Your answer should consist of the lines in the following data that contain "releases".

-------- Supplied entries

PR #176, opened 2017-01-07
provide documentation website for mrgsolve functions

dpastoor:


dpastoor:
docs/ folder provides a site that looks like:

image


with reference showing the functions

image

and clicking on a function gives documentation

image


It is built using https://github.com/hadley/pkgdown

this would allow you to set github to serve from the docs/ folder so this could be hosted through github pages

dpastoor:
of note - 

1) I had to switch to Authors@R syntax to build - while at it I added myself as a contributor, hope that is ok

2) The readme images to not link properly ATM. If this is something you'd want to use going forward we'd need to adjust the knitr render settings so it will show up properly in both the readme on github, and in the docs/ folder

3) I did this from the tip of the `dev` branch, so you could merge this more easily.

kylebmetrum:
http://mrgsolve.github.io/docs/ @dpastoor

kylebmetrum:
I'm going to put a pkgdown target in the Makefile ... so make pkgdown will build the site.  I'll have it copy the README images to the proper location to display on the website.  But for some reason, `pkgdown::build_site` isn't working for me.

```r
Error in basename(data$path) : a character vector argument expected
```

kylebmetrum:
This all is really awesome.

kylebmetrum:
I like this, too, because I can easily browse the docs and see where the holes are (there are many).

dpastoor:
ah yeah - about that error - I wanted to just push it up to see if this was a reasonable track for you before dug to much. The bug comes from _something_ weird happening when pkgdown attempts to render the README.Rmd

I ran each of the sub-function separately (thus also needing to add the Authors@R), and was also stuck there for a while. Tracked it down to the `pkgdown::build_home()` step. 

So - my very temp solution was to manually knit the Readme.Rmd to Readme.md, delete the readme.Rmd so `build_home()` instead just grabbed the already rendered `.md` then revert the deletion by reverting the deletion via git..... painful to say the least.

I then further tracked down the issue to the `mcode()` chunk as being the offending chunk, however decided there were also some issues with even understanding how pkgdown would copy (or not) the proper image file links, before I dug further.

So - no direct solution yet - but seemed like a prime thing to bounce off hadley et al. at Rstudio conf next week.

kylebmetrum:
This is why the render wasn't working:
https://github.com/kylebmetrum/pkgdown/commit/336e73efeb7b5c8f15fa77a5f822d6f184ada337

I create an object called `data` in the `Rmd` and it clobbers the `data` object in `build_home`.  The document gets rendered in `parent.frame()` environment.  I seriously didn't think `rmarkdown::render` worked like this ... but it sure seems like passing `envir = new.env()`  to `render` (or changing `data` to `.data` in the `README`) will fix.

kylebmetrum:
http://metrumresearchgroup.github.io/mrgsolve/

PR #189, opened 2017-01-23
disable dmutate everything for now

kylebmetrum:
Also fixes the issue if importing from tibble::as_data_frame after importing from dplyr::as_data_frame


kylebmetrum:
Taking internal support for `covset/dmutate` out of the package for now.   I want to re-think the implementation and the decision of whether to internalize `dmutate` stuff versus external package.  I want `dmutate` to be external package and not ready to accept the implementation (so far) for working it in as a Suggested package.

PR #662, opened 2020-03-23
Optionally read the ext file from NMXML

kylebaron:
- Required to pass `file`
- Use `data.table::fread` if available; otherwise, use `read.table`
- Error if cannot find the ext file
- Error if we filter on the estimates row, but nothing is there

Super important note: user will always get a single omega matrix and a single sigma matrix when using this.


kylebaron:
@timwaterhouse Looking for thought / feedback at this point.

kylebaron:
Awesome, @timwaterhouse .  Thanks for doing the benchmarks too!  That really helps.  I honestly wasn't sure how that would turn out but helps support this direction a bit. 

It looks like the xml / ext approaches will result in equivalent results **except** for the structure of OMEGA or SIGMA.

So if NONMEM was

```
$OMEGA BLOCK(2)
1
0.01 2

$OMEGA
1
```
Then the mrgsolve implementation would always be like this if you read from the ext file

```
$OMEGA @block
1
0.01 2
0 0 1
```

But the mrgsolve representation would match that in NONMEM if you read from xml.  There would be no functional difference in the way the model runs, but there would be difference in how you update $OMEGA in the mrgsolve version.

Wondering your thoughts on this;

1. Big deal or not a big deal?
1. Anywhere else we could quickly find the structure? If we could, we could work backwards to get the same representation.

kylebaron:
I guess another question:

We can always change what happens under the hood.  Is `read_ext = TRUE` going to be a stable way to request this?   We can always add more options later, but does this seem sensible basic way to tell mrgsolve what to do?

timwaterhouse:
> Big deal or not a big deal?

I guess I'd vote for not a big deal?  I don't foresee that I'd be switching between using .ext and .xml files a lot, so I think once the model is set up I'd know how to update $OMEGA.

> Anywhere else we could quickly find the structure? If we could, we could work backwards to get the same representation.

Maybe check off-diagonals for zeros?  Not sure if that would be totally fool-proof.  There's also the block structure in the .lst file (`0OMEGA HAS BLOCK FORM`), but I'm guessing it would be a pain trying to parse that.

> We can always change what happens under the hood. Is read_ext = TRUE going to be a stable way to request this? We can always add more options later, but does this seem sensible basic way to tell mrgsolve what to do?

I did wonder if a totally new block like `$NMEXT` might make more sense.  Seems a bit odd to use `$NMXML` when we're not using the .xml file.

kylebaron:
The nmext version is available here
https://s3.amazonaws.com/mpn.metworx.dev/releases/mrgsolve/0.10.1.9006-2



``` r
library(tidyverse)
library(mrgsolve)
#> 
#> 
#>     filter


library(mrgsolve)

code <- '
$NMEXT path = system.file("nonmem", "1005", "1005.ext", package = "mrgsolve")
'

mod <- mcode("foo", code)
#> Building foo ...
#> done.

param(mod)
#> 
#>  Model parameters (N=7):
#>  name   value  . name   value
#>  THETA1 9.51   | THETA5 113  
#>  THETA2 22.8   | THETA6 1.02 
#>  THETA3 0.0714 | THETA7 1.19 
#>  THETA4 3.47   | .      .
revar(mod)
#> $omega
#> $...
#>           [,1]       [,2]       [,3]
#> 1:   0.2138790  0.1207700 -0.0116278
#> 2:   0.1207700  0.0945105 -0.0372064
#> 3:  -0.0116278 -0.0372064  0.0465631
#> 
#> 
#> $sigma
#> $...
#>          [,1]     [,2]
#> 1:  0.0491707 0.000000
#> 2:  0.0000000 0.201769
```

<sup>Created on 2020-04-07 by the [reprex package](https://reprex.tidyverse.org) (v0.3.0)</sup>

timwaterhouse:
Is that URL for this version correct? I tried installing from there and it doesn't seem to recognise `$NMEXT`.

``` r
  packageVersion("mrgsolve")
#> [1] '0.10.1.9006.2'
  library(mrgsolve)
#> 
#> 
#>     filter
  
  code <- '
$NMEXT path = system.file("nonmem", "1005", "1005.ext", package = "mrgsolve")
'
  
  mod <- mcode("foo", code)
#> Warning: Invalid blocks found: NMEXT.
#> Error: No valid blocks found.
```

<sup>Created on 2020-04-08 by the [reprex package](https://reprex.tidyverse.org) (v0.3.0)</sup>

kylebaron:
Ack;  I'm sorry, @timwaterhouse it's the `dash-3` version.  I was thinking about correcting the link as I was copying and pasting, but didn't actually do it.  :(
 
https://s3.amazonaws.com/mpn.metworx.dev/releases/mrgsolve/0.10.1.9006-3

timwaterhouse:
Looks great, thanks Kyle! This works fine for my test model.

Issue #702, opened 2020-06-30
Feature: return time after dose in a specific compartment


kylebaron:
# Summary

As a user, I want to be able to calculate the time after a dose to a specific compartment

# Tests

- inst/maintenance/unit/test-tad-cmt.R
  - tad-cmt matches tad-no-cmt
  - check against tad
  - tad-cmt with default initialization

billdenney:
I'm commenting to follow the issue.

kylebaron:
@billdenney I have some code worked out for this; would you be willing to give it a spin?

billdenney:
Happily!  How do I test it.

kylebaron:
Thanks.  Let me get the doxygen docs updated; I think that will help.  SHould be close; will let you know.

kylebaron:
``` r
library(mrgsolve)
#> 
#> Attaching package: 'mrgsolve'
#> The following object is masked from 'package:stats':
#> 
#>     filter
library(dplyr)
#> 
#> Attaching package: 'dplyr'
#> The following objects are masked from 'package:stats':
#> 
#>     filter, lag
#> The following objects are masked from 'package:base':
#> 
#>     intersect, setdiff, setequal, union
code <- '
$cmt foo bar

$param CL = 10, V = 20, KA = 1

$plugin tad

$pkmodel depot = TRUE

$main
static mrg::tadose x(2);
static mrg::tadose y(1);
capture tadx = x.tad(self);
capture tady = y.tad(self);

$table
capture tados = self.tad();
'

mod <- mcode("adfa", code, end = 48)
#> Building adfa ...
#> done.

dose <- c(
  ev(amt = 100, time = 1, cmt = 2, ii = 4, addl = 9),
  ev(amt = 300, time = 4, cmt = 1, ii = 8, addl = 4)
)

a <- mrgsim(mod,dose)
plot(a)
```

![](https://i.imgur.com/bfhy4lj.png)

<sup>Created on 2020-09-18 by the [reprex package](https://reprex.tidyverse.org) (v0.3.0)</sup>

kylebaron:
https://mrgsolve.github.io/doxygen/classmrgsolve_1_1tadose.html

kylebaron:
The was forked from issue #700

PR #746, opened 2020-09-18
Feature/plugin tad

kylebaron:
#702 

As a user, I want to be able to calculate the time after dose for specific dosing compartments. 

This functionality is exposed by invoking the `tad` plugin (`$PLUGIN tad`)

This implements a `tadose` class whose objects can track specific compartment numbers.  To track time after dose, create an object and register the compartment number to track.  When the `.tad()` method is called, it will return the time after dose.  Time after dose is -1 until the first dose is administered.


kylebaron:
@yizhang-yiz does technical review, @timwaterhouse does functional review.  Please respond here about when you can get this review done.

yizhang-yiz:
I can have it done by end of day.

timwaterhouse (approved):
Functionality looks good.

inst/base/mrgsolve-tad.h
```diff
@@ -0,0 +1,109 @@
...
+  double tad(databox& self);
+  void reset();
+};
+/**
+ * Constructor.
+ * 
+ * @param cmt_ compartment number
+ * 
+ */
+tadose::tadose(int cmt_) {
```
yizhang-yiz, line 65: In general it's not a good idea to leave things uninitialized. Above all it simply makes it hard to debug. So for `cmt` we can give it a large number, such as `std::numeric_limits<int>`. For `had_dose` we need to set it to `false`.

inst/base/mrgsolve-tad.h
```diff
@@ -0,0 +1,109 @@
...
+ * 
+ * @param self the model `databox` object
+ * 
+ * @return the time after dose or `-1` if no dose has been given
+ * 
+ */
+double tadose::tad(databox& self) {
+  if(self.newind <= 1) this->reset();
+  if(self.evid==0) {
+    return had_dose ? self.time - told : -1.0;
```
yizhang-yiz, line 90: Is there a meaning of `time=-1.0`? If so we need use something else. 

This line does not necessarily require any action.

yizhang-yiz (approved):
Everything's good all around. Only a minor suggestion.

inst/base/mrgsolve-tad.h
kylebaron: I should just include a comment like this in a PR review template so you don't have to type it out every single review :). 

1. Providing default values for both `cmt` and `had_dose`
1. Including default initialization in the test model

inst/base/mrgsolve-tad.h
kylebaron: I use -1 in other time after dose functionality; so that has come to mean there hasn't been a dose yet.

yizhang-yiz (approved):

Issue #755, opened 2020-11-05
deprecate mrgsolve:::render


kylebaron:
deprecate warn for now

PR #756, opened 2020-11-05
deprecate render inside Rmd

kylebaron:
Un-exported functionality that we will no longer support. #755


timwaterhouse (approved):
I'm fine with deprecating . I'm not sure how this typically works. Do you add this warning for a few releases and then eventually remove functionality?

kylebaron:
@timwaterhouse Yeah; just warn for now (once every 8 hours) so people know its coming. Then change it to error.

PR #757, opened 2020-11-06
[wip] [do not merge] refactor pipe functions for recover, outvars, etc

kylebaron:
From #697 

I'm not crazy about this, but `utils::recover()` already exists

I wanted to add pipe functions for setting `outvars` and `recover`

What I ended up with:

- we already have `carry_out()`
- add `recover_out()` which just sets `recover` in `mrgsim()` (like `mod %>% recover(WT)` but it's `mod %>% recover_out(WT)`
- add `vars_out()` which updates outvars (like `mod %>% update(outvars = c("Var1", "Var2"))` but it's `mod %>% vars_out(Var1, Var2)`

So giving up on trying to match the argument name (like `recover`) and using these `_out` variants instead. 

One thing we could do is change the name of the argument (something else other than `recover`).  I'm not against that but thought this proposal would be less offensive.  

@timwaterhouse What do you think?


kylebaron:
maybe @dpastoor comment too; I'm not crazy about what I came up with; just want to look at alternatives before trying to export a function called `recover()`.

timwaterhouse (approved):
I'm good with adding these `_out` functions rather changing arguments.

dpastoor:
Purely from a naming convention my immediate reaction is that recover is somewhat of a keyword or concept for fixing after failure. In fact when I saw this issue I thought this might have even been a helper to recover in the case of internal model failures during a simulation. Have we looked at other packages in the tidy models ecosystem or broom or the like to see if they have any such naming conventions? I believe there are things like augment but that doesn't immediately bring any warm fuzzies either.

Given my nuanced knowledge of MRG solve is definitely atrophying without looking do we already have a function capture? That would align with the idea of capturing outputs.

To your original question though and this current implementation recover_out if I was doing it myself i would give as a full name recover_outputs I always at least thought of carry out as literally being like the action of carrying something out of the model internals, not necessarily out as a shorthand for outputs. 

 recover_out doesn't have the same connotation however I don't take issue with it either

kylebaron:
- `recover` is currently the name of the argument; the goal was to add a function that manipulates that in pipe fashion
- it selects inputs that you want carried (copied) into the output without working with those data inside the model
- it is similar to `carry_out` but can handle any type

----------------

* [Written response]
https://s3.amazonaws.com/mpn.metworx.dev/releases/mrgsolve/0.10.1.9006-2
https://s3.amazonaws.com/mpn.metworx.dev/releases/mrgsolve/0.10.1.9006-3
I'm fine with deprecating . I'm not sure how this typically works. Do you add this warning for a few releases and then eventually remove functionality?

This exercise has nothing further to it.